╭─ SOURCE DATA

PR #282, opened 2017-06-27
Add travis state of supported releases

bmagyar:


graiola (commented):
Is there a reason why the build status for kinetic is repeated? Did you mean "lunar"? :)

bmagyar:
As of now Kinetic and Lunar releases are the same but didn't want to leave Lunar off, it'd feel as if we are not supporting it

graiola (approved):

PR #283, opened 2017-06-28
Avoid nan command to be processed

vincentrou:


bmagyar:
Ouch, great find!
Could you please also add a test that fails if this feature is not implemented?

vincentrou:
When I send a twist with a NaN in the linear.x, the robot goes backward full speed in gazebo and in real.
But I do not reproduce it with the test class... (published odom always at zero)

bmagyar:
This will need a rebase and that test. Sorry but I'd really prefer not to add any fixes that are not backed up by a test.

bmagyar:
I tried to run the test without the fix and I can confirm that this test doesn't really catch the issue. 

Could you please try setting the param `publish_cmd` and see what gets through there?

For more: https://github.com/ros-controls/ros_controllers/blob/kinetic-devel/diff_drive_controller/src/diff_drive_controller.cpp#L292

bmagyar:
Also we've got a conflict. Could you rebase the PR on the latest `kinetic-devel` please?

bmagyar:
Ping @vincentrou

vincentrou:
I rebase the PR on kinect in december but I will not have time to do more on this.

diff_drive_controller/src/diff_drive_controller.cpp
```diff
@@ -451,6 +451,11 @@ namespace diff_drive_controller{
         return;
       }
 
+      if(std::isnan(command.angular.z) || std::isnan(command.linear.x))
```
artivis, line 454: How about using `!std::isfinite` instead of `std::isnan` so that you could catch +/- Inf too ?

diff_drive_controller/src/diff_drive_controller.cpp
```diff
@@ -451,6 +451,11 @@ namespace diff_drive_controller{
...
+      {
+        ROS_WARN("Received NaN in geometry_msgs::Twist. Ignoring command.");
```
bmagyar, line 456: This should probably be throttled to avoid 200Hz prints if someone spams the controllers

diff_drive_controller/test/diff_drive_nan_test.cpp
```diff
@@ -78,6 +78,43 @@ TEST_F(DiffDriveControllerTest, testNaN)
...
+
+  // send NaN
+  for(int i=0; i<100;++i)
+  {
+    geometry_msgs::Twist cmd_vel;
+    cmd_vel.linear.x = NAN;
+    cmd_vel.angular.z = 0.0;
+    publish(cmd_vel);
+    geometry_msgs::TwistStamped odom_msg = getLastCmdVelOut();
+    ROS_INFO_STREAM("cmd_vel_out.twist.linear.x "<<odom_msg.twist.linear.x);
```
bmagyar, line 103: should check here for NaN instead of printing

diff_drive_controller/src/diff_drive_controller.cpp
bmagyar: sehr gut

martiniil:
I picked these commits for melodic. However I see a problem: The robot gets stuck during execution of the previous test case `testNaN` here
```
  // stop robot (will generate NaN)
  stop();
```
Due to
```
        const double lp = left_wheel_joints_[i].getPosition();
        const double rp = right_wheel_joints_[i].getPosition();
        if (std::isnan(lp) || std::isnan(rp))
          return;
```
the commands are no longer updated even after `start()`. I am not sure what the intended behaviour (of the controller) is here.

martiniil:
> I tried to run the test without the fix and I can confirm that this test doesn't really catch the issue.
> 
> Could you please try setting the param `publish_cmd` and see what gets through there?
> 
> For more: https://github.com/ros-controls/ros_controllers/blob/kinetic-devel/diff_drive_controller/src/diff_drive_controller.cpp#L292

The test passes since the command is never updated during this test case. See my comment above.

bmagyar:
Closing this in favour of #469

PR #288, opened 2017-07-05
[diff_drive_controller] odom_frame_id parametrized

asoriano1:
The odom_frame_id was fixed to "odom". The code has been modified a little in order to have the opportunity to change it by parameter.


bmagyar:
It is not encouraged to straight copy code around. Read [here for more](http://alblue.bandlem.com/2011/06/git-tip-of-week-cherry-picking.html) .

These are not your changes but you copied them from the `indigo-devel` branch but without the tests.
I've done the same a few days ago, this PR is a duplicate of #286 . We need a bit more time to consolidate the build there and we are good to go.

PR #293, opened 2017-08-19
export odom params if not on server

artivis:
Simply export the odometry parameters (wheel separation, radius and respective multipliers), if they are not already on the param server.
@bmagyar @efernandez Gentle ping for an easy one.

### DIFF
--- a/diff_drive_controller/src/diff_drive_controller.cpp
+++ b/diff_drive_controller/src/diff_drive_controller.cpp
@@ -234,6 +234,24 @@ namespace diff_drive_controller{
       return false;
     }
 
+    // Export parameters to param server if not available
+    if (lookup_wheel_separation)
+    {
+      controller_nh.setParam("wheel_separation", wheel_separation_);
+    }
+    if (lookup_wheel_radius)
+    {
+      controller_nh.setParam("wheel_radius", wheel_radius_);
+    }
+    if (!controller_nh.hasParam("wheel_separation_multiplier"))
+    {
+      controller_nh.setParam("wheel_separation_multiplier", wheel_separation_multiplier_);
+    }
+    if (!controller_nh.hasParam("wheel_radius_multiplier"))
+    {
+      controller_nh.setParam("wheel_radius_multiplier", wheel_radius_multiplier_);
+    }
+
     // Regardless of how we got the separation and radius, use them
     // to set the odometry parameters
     const double ws = wheel_separation_multiplier_ * wheel_separation_;


diff_drive_controller/src/diff_drive_controller.cpp
```diff
@@ -234,6 +234,24 @@ namespace diff_drive_controller{
       return false;
     }
 
+    // Export parameters to param server if not available
+    if (lookup_wheel_separation)
+    {
+      controller_nh.setParam("wheel_separation", wheel_separation_);
```
efernandez, line 240: I'm a little worry about the side effects of setting params from here.

For example, if you re-run the controller, it'd take the params set here, which might be unexpected by some users if they're playing with the lookup values instead.

bmagyar:
While I understand the motivation,  I'm a bit uncertain too. Values that
were explicitly pushed to the param server should persist but this may
allow for quiet accidents to happen.

Shouldn't we add a diagnostics message where the controller could publish
it's current parameters? That feels like a better way to display controller
internals.


On Aug 21, 2017 5:28 PM, "Enrique Fernández Perdomo" <
notifications@github.com> wrote:

*@efernandez* commented on this pull request.
------------------------------

In diff_drive_controller/src/diff_drive_controller.cpp
<https://github.com/ros-controls/ros_controllers/pull/293#discussion_r134276807>
:

> @@ -234,6 +234,24 @@ namespace diff_drive_controller{
       return false;
     }

+    // Export parameters to param server if not available
+    if (lookup_wheel_separation)
+    {
+      controller_nh.setParam("wheel_separation", wheel_separation_);

I'm a little worry about the side effects of setting params from here.

For example, if you re-run the controller, it'd take the params set here,
which might be unexpected by some users if they're playing with the lookup
values instead.

—
You are receiving this because you were mentioned.

Reply to this email directly, view it on GitHub
<https://github.com/ros-controls/ros_controllers/pull/293#pullrequestreview-57550016>,
or mute the thread

diff_drive_controller/src/diff_drive_controller.cpp
artivis: You are right. 
Maybe they could be set under a sub-namespace, say `/mobile_base_controller/runtime/those_parameters`.
Any better idea to export those params ?

artivis:
A diagnostic message could do the job I guess.

bmagyar:
I like the name space idea!

artivis:
Shall I update the PR with a sub-namespace ??
With `/runtime` ??

efernandez:
I can figure out your motivation behind this, but could you explain why you need this?
I wonder if you could just retrieve those values from somewhere else.

A diagnostic message as a diagnostic_updater is not a valid solution ATM because it's not real time, and if you publish only once, it'd become STALE.

That being said, if you still need this (which I guess you do b/c of the configuration automatically discovered w/o params), I'd like to consider the option of a diagnostic_updater that publishes the configuration once, from the constructor and later publishes something (a dummy thing for now) in a way that doesn't get STALE but also doesn't block the real-time update loop. That would be the cleaner way to do this IMHO, but I'd like to hear your thoughts on this.

efernandez:
For example, one solution could be a separate non-RT thread calling update on the diagnostic updater. For now, that should be fine, and will allow us to extend things in the future to provide diagnostics.
We could probably `readFromNonRT` (https://github.com/ros-controls/realtime_tools/blob/kinetic-devel/include/realtime_tools/realtime_buffer.h#L121) and that would work.

artivis:
The goal of this PR is obviously to be able to retrieve the parameters the diff_drive is configured with, at **any time**.
These parameters being static for the lifetime of the controller, I don't think there is a need for them to be published in a RT fashion. And I'm not sure to understand how can they become stale ? Do you mean that they would remain on the param server after the controller destruction ? This particular case can be handle at destruction with a `deleteParam` I guess.

bmagyar:
Generally what you'd like is to inspect what goes on inside the controller at any time. The motivation is figuring out how an experiment or test went. I think this is relevant to both research and industrial use. 
For this so far we have two solutions.

The question is which features something like this needs. Does it need to persist through a rosbag too?

artivis:
I do see the point of this being ' rosbagable ', however, a RT publisher spamming parameters that never change seems like an overkill ...
With these params being set on the param server, you still can dump it all in a yaml file...

efernandez:
> The goal of this PR is obviously to be able to retrieve the parameters the diff_drive is configured with, at any time.
The fact you want them "at any time" is important here.
My suggestion assume you can get them only at the startup, published on a first diagnostic message.

> These parameters being static for the lifetime of the controller, I don't think there is a need for them to be published in a RT fashion.
They don't need to be published in RT, since the diagnostic message will be updated on a non-RT method, I think.

> And I'm not sure to understand how can they become stale ?
This is just a concern if we finally use diagnostics.

> Do you mean that they would remain on the param server after the controller destruction ? This particular case can be handle at destruction with a deleteParam I guess.
Yes, that's what I mean, but I don't like touching the param server this way. It could confuse the user.

What about exposing them in the dynamc_reconfigure params? I'm not sure if that is already upstream, but I've added dynamic params to the diff drive controller either here or in the CPR fork.

If you don't like that idea, setting + deleting (if initially set) is what I'd do if I don't have another option.

artivis:
Indeed I don't like much the idea of the dynamic_reconfigure...  
Does it actually update the diff-drive parameter 'online' if they change through the dyn-reconf ? I'll have a look at the CRP fork...  
I guess the proper mechanism for this task would be a rosservice with a `getParam` or such.

bmagyar:
I'd prefer the param over dynamic reconfigure. There's a set of mechanisms
there that's better not disturbed for other things it was meant for.

artivis:
Closing in favor to #320.

PR #632, opened 2025-03-31
fix error in use of *args and **kwargs

pavlis:
Fixes a mistake I made in an earlier commit in use of *args in functions using the mspass_func_decorator.


pavlis:
@wangyinz it looks like my previous approach to handling *args and **kwargs was correct and the more commonly stated idea of how to handle *args and **kwargs is not appropriate for the way we define these decorators.   To be clear, normal suggested use for placement of *args and **kwargs is this kind of setup (made up example):
```
def normal_usage(a,b,*args,x=“foo”,y=“bar”,**kwargs):
```
With the mspass_func_decorator or mspass_method_decorator this proper usage is like this example from our current code base:
```
@mspass_func_wrapper
def snr(
    data_object,
    noise_window=TimeWindow(-130.0, -5.0),
    signal_window=TimeWindow(-5.0, 120.0),
    noise_metric="mad",
    signal_metric="mad",
    perc=95.0,
    *args,
    handles_ensembles=False,
    checks_arg0_type=False,
    handles_dead_data=False,
    **kwargs,
):
```
In this branch I changed this to the following which is like the made up example below:
```
@mspass_func_wrapper
def snr(
    data_object,
    *args,
    noise_window=TimeWindow(-130.0, -5.0),
    signal_window=TimeWindow(-5.0, 120.0),
    noise_metric="mad",
    signal_metric="mad",
    perc=95.0,
    handles_ensembles=False,
    checks_arg0_type=False,
    handles_dead_data=False,
    **kwargs,
):
```
which seems to be incorrect.  I think the essence of the problem is that the decorator causes the kwargs between the change to be dropped.  We should do a few additional tests to verify that suggestion is true, but it rings true with my memory from when I revised the mspass_func_decorator and mspass_method_decorator.   

In any case, i think this is a dead branch but one we should retain for this record.   I have no idea how to do that, but as the github keeper I’m hoping you know how to do that.  We definitely DO NOT want to merge this branch into master.

wangyinz:
I found that the fix here are actually needed. The use of arg and kwarg here is correct. The previous error is actually due to incorrectly calling the target functions, and they didn't fail previously because of the wrong placement of arg and kwarg. So, basically, this helps us identified bugs. I am merging it now. @pavlis

PR #633, opened 2025-04-01
Fix ApplyCalib constructor bug

pavlis:
This fixes a rare bug for bad channel Metadata.  Hit an example where the other calibration data seeded valid but the sensitivity value was set to 0.0.   That caused a divide by 0 error exception when sensitivity is converted to calib (calib = 1/sensitivity).   This adds a small error handler that should take care of the problem.  Probably should have  pytest for this exception, but this is an rare error and indicates something got by IRIS’s QC procedures to have an invalid entry like that.


pavlis:
Note for the record to put on the development agenda.   The constructor for the ApplyCalib class should print more information in verbose mode when it finds a problematic response object.   Right now it just prints a message describing the problem but it really should print some or all of the problematic document it parses.   The example that drove this fix is a case in point.  Somewhere in about 40,000 document is the problem child but I can’t find it without deserializing the obspy Response structure for each document.

pavlis:
This seems to be failing only because of the codecov issue I predicted and the same error @JiaoMaWHU reported in our meeting yesterday.   I would urge you to go ahead and merge this bug fix and sort out what is happening with the test that is failing.

JiaoMaWHU:
> This seems to be failing only because of the codecov issue I predicted and the same error @JiaoMaWHU reported in our meeting yesterday. I would urge you to go ahead and merge this bug fix and sort out what is happening with the test that is failing.

ack. I tried to fix the test using an old version of the boto library, which didn't work. I will continue trying to fix this test.

PR #640, opened 2025-04-18
Adds IU launchers including prototype python mspass launcher classes

pavlis:
This branch changes nothing in the mspass code base.  It adds a new directory to the scripts directory called "IU_examples".   That base directory contains shell scripts used on the IU cluster to launch mspass.   They are variants of tacc versions.   They are useful documentation for users to see or how to set up a local cluster configuration with the unix shell. 

The second part of this commit is more important.  That is found in the "python" directory of IU_examples.   The file called `launcher.py` contains two prototype classes to replace shell launchers with python launchers:
1.  `HPCClusterLauncher` is designed to replace the awkward shells used at present to launch mspass on HPC clusters.   It uses a configuration file that eliminates the error prone problem of editing a shell script to get a functional job script.   It also provide significant additional functionality with methods to monitor status of the cluster and a clean shutdown mechanism. 
2. `DesktopLauncher` is essentially a python class that automates the docker-compose sequence desribed in our user manual on [this page](https://www.mspass.org/getting_started/deploy_mspass_with_docker_compose.html).  Like HPCClusterLauncher the class constructor is driven by a configuration file.  

The commit also has sample configuration files and test launch python scripts.   Note this these are best for now as launcher.py does not match our current pytest setup as it would normally be run outside the container.

This pull request should pass all existing tests since it makes not changes to the code base.  It should not, however, be merged until our next group meeting where I will demonstrate its use and current limitations.   A key design point is how to utilize these prototypes as the basis for a cleaner front end for MsPASS.


pavlis:
Given the discussion in the meeting this morning  and the fact that the python launcher.py is stated as a pure prototype I think you should just merge this for the record.   A comment I just added to a discussion page assumes that.

PR #684, opened 2026-02-04
Add sliding window

pavlis:
This branch implements the sliding window algorithm with Futures whose development is described in Discussion #656.  I've also included a complete pytest suite for the function to verify all features work - at least on simple data.   

mspass-team members please evaluate the api critically.  Also because this is a generic function are there additional sanity checks on the arguments that need to be added?

Hopefully this will pass tests clean, but it is possible the use of a dask.distributed.LocalCluster may behave differently on github than on the machine I ran pytest.


pavlis:
I fixed the problems that were causing the tests to break.   In our meeting Friday all agreed otherwise this was ready to merge so I'll proceed.

PR #687, opened 2026-02-11
Chenbo/cnrdecon dask serialization

### LINKED ISSUE #680: CNRRFDecon Parallel Processing: Serialization Error with CNRDeconEngine
## Current Status

Attempting to reproduce the serialization issue mentioned in previous discussions regarding parallel execution of `CNRRFDecon_2012.py` using Dask futures.

## Problem Encountered

The script fails immediately (~30 seconds) with a serialization error when trying to submit tasks to Dask workers:

```
TypeError: cannot pickle 'PyCapsule' object
```
```
[ERROR] TypeError: ('Could not serialize object of type LLGExpr', "LLGExpr(dsk={'process-6d2a9153537296ebef741c845dde190b': <Task 'process-6d2a9153537296ebef741c845dde190b' process(..., ...)>})")
```

## What Was Modified

Converted the serial processing loop to parallel processing using Dask futures:
- Added `dask_client = mspass_client.get_scheduler()`
- Replaced `for sid in sidlist:` loop with `dask_client.submit()` and `as_completed()`
- Added test mode with data tag management for idempotent testing

The script fails before any meaningful CPU usage can be observed due to the immediate serialization error.

## Questions

1. **@wangyinz @pavlis**: Have I successfully reproduced the serialization issue you mentioned? The error occurs when trying to pass `engine`, `db`, and `dbmd` objects to worker processes.

2. **Solution Approach**: Since `CNRDeconEngine` is similar to `db_handle` (both contain non-serializable C extension objects), should we use a Dask serialization plugin similar to the PR #674 approach for `db_handle`?

3. **Configuration**: Does the `workers_per_node: 144` and `primary_node_workers: 10` configuration look correct for Vista?

Cloud1e:
# Fix amplitude functions pickle serialization for Dask

Fixes #680

## Problem

When using amplitude functions (`MADAmplitude`, `PeakAmplitude`, `RMSAmplitude`, `PercAmplitude`) in Dask parallel workflows, cloudpickle fails to serialize them when captured in closures, throwing `TypeError: cannot pickle 'PyCapsule' object`. This happens because pybind11 function bindings are exposed as PyCapsule objects, which cannot be pickled.

## Solution (amplitude functions)

Following @pavlis Gary's suggestion (based on Gemini's recommendation), we wrap each amplitude function in a stateless functor class and implement `py::pickle` support. Cloudpickle can then serialize the functor by class name and empty state, and reconstruct it on worker nodes.

**Implementation details:**
- Add C++ functor structs (`MADAmplitudeFunctor`, `PeakAmplitudeFunctor`, `RMSAmplitudeFunctor`, `PercAmplitudeFunctor`) with `operator()` overloads for `CoreTimeSeries` and `CoreSeismogram`; each delegates to the existing C++ function. This gives us classes that pybind11 can bind instead of plain functions that become PyCapsules.
- Replace `m.def("XAmplitude", ...)` with `py::class_<XAmplitudeFunctor>` bindings so Python gets class instances, not raw PyCapsules.
- Implement `py::pickle` with empty state (`__getstate__` returns `()`, `__setstate__` does nothing) since the functors hold no state.
- Register `__call__` overloads so the instances are callable like functions.
- Set `m.attr("XAmplitude") = XAmplitudeFunctor()` so existing `MADAmplitude(data)`, `PeakAmplitude(data)`, etc. usage continues to work unchanged.

## Other fixes

**setuptools pin:** CI was failing with `ModuleNotFoundError: No module named 'pkg_resources'`. ObsPy depends on `pkg_resources`, which was removed from setuptools 70+ ([obspy/obspy#3681](https://github.com/obspy/obspy/issues/3681)). Pin `setuptools>=58,<70` in `requirements.txt` and `meta.yaml`. Can be reverted once ObsPy ships a release that no longer depends on pkg_resources.

**mongodb-github-action:** Upgraded `supercharge/mongodb-github-action` from 1.3.0 to 1.12.1 to fix Docker API 1.40/1.44 mismatch in CI.

## Testing

- Added `python/tests/algorithms/test_amplitudes_pickle.py` with cloudpickle round-trip tests for all four amplitude functions.
- Tested locally with Dask/cloudpickle serialization.
- Tested on TACC Vista with parallel Dask workflows.
- Verified API compatibility: `MADAmplitude(data)`, `PeakAmplitude(data)`, etc. work unchanged.
- All existing tests pass.

## API Compatibility

The Python API remains unchanged. Users can still call `MADAmplitude(data)`, `PeakAmplitude(data)`, `RMSAmplitude(data)`, `PercAmplitude(data, perf)` exactly as before, but now they work seamlessly with Dask serialization.

### DIFF
--- a/cxx/python/algorithms/amplitudes_py.cc
+++ b/cxx/python/algorithms/amplitudes_py.cc
@@ -22,27 +22,73 @@ struct MADAmplitudeFunctor {
   }
 };
 
+struct PeakAmplitudeFunctor {
+  double operator()(const CoreTimeSeries& d) const {
+    return PeakAmplitude(d);
+  }
+  double operator()(const CoreSeismogram& d) const {
+    return PeakAmplitude(d);
+  }
+};
+
+struct RMSAmplitudeFunctor {
+  double operator()(const CoreTimeSeries& d) const {
+    return RMSAmplitude(d);
+  }
+  double operator()(const CoreSeismogram& d) const {
+    return RMSAmplitude(d);
+  }
+};
+
+struct PercAmplitudeFunctor {
+  double operator()(const CoreTimeSeries& d, double perf) const {
+    return PercAmplitude(d, perf);
+  }
+  double operator()(const CoreSeismogram& d, double perf) const {
+    return PercAmplitude(d, perf);
+  }
+};
+
 PYBIND11_MODULE(amplitudes, m) {
   m.attr("__name__") = "mspasspy.ccore.algorithms.amplitudes";
   m.doc() = "A submodule for amplitudes namespace of ccore.algorithms";
 
-  /* Amplitude functions - overloads */
-  m.def("PeakAmplitude",py::overload_cast<const CoreTimeSeries&>(&PeakAmplitude),
-    "Compute amplitude as largest absolute amplitude",
-    py::return_value_policy::copy,py::arg("d") )
-  ;
-  m.def("PeakAmplitude",py::overload_cast<const CoreSeismogram&>(&PeakAmplitude),
-    "Compute amplitude as largest vector amplitude",
-    py::return_value_policy::copy,py::arg("d") )
-  ;
-  m.def("RMSAmplitude",py::overload_cast<const CoreTimeSeries&>(&RMSAmplitude),
-    "Compute amplitude from rms of signal",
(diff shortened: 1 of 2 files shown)


wangyinz (approved):
Looks good to me. Thank you!

PR #711, opened 2026-04-16
Make MongoDBWorker pickle-safe for Dask register_plugin

Cloud1e:
## What

`MongoDBWorker` now implements `__getstate__` / `__setstate__` so only `dbclient_key` and `connection_url` get pickled. The real `DBClient` is still created in `setup()` on each worker.

## Why

Registering the plugin with Dask can pickle the `WorkerPlugin`. The default path sometimes pulls in things that don’t pickle cleanly (I’ve hit asyncio-related errors). This keeps registration reliable without changing how workers get a DB handle.

### DIFF
--- a/python/mspasspy/util/db_utils.py
+++ b/python/mspasspy/util/db_utils.py
@@ -82,7 +82,10 @@ class MongoDBWorker(WorkerPlugin):
         self.connection_url = url
 
     def __getstate__(self):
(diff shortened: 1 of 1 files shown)


wangyinz (approved):
Thanks for fixing the bug!

Just a note here. The fact that the code change is covered by the test already suggests that the dask plugin does implicitly serialize the object somehow. We didn't know this but the error we ran into also suggested this.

╰─

DESCRIPTION OF THE TASK: Beginning at the line with "Shall I update the PR with a sub-namespace ??" and ending at the line with "A diagnostic message as", reproduce each line of the data above exactly, and add no other lines.

RESULT BELOW:
Shall I update the PR with a sub-namespace ??
With `/runtime` ??

efernandez:
I can figure out your motivation behind this, but could you explain why you need this?
I wonder if you could just retrieve those values from somewhere else.

A diagnostic message as a diagnostic_updater is not a valid solution ATM because it's not real time, and if you publish only once, it'd become STALE.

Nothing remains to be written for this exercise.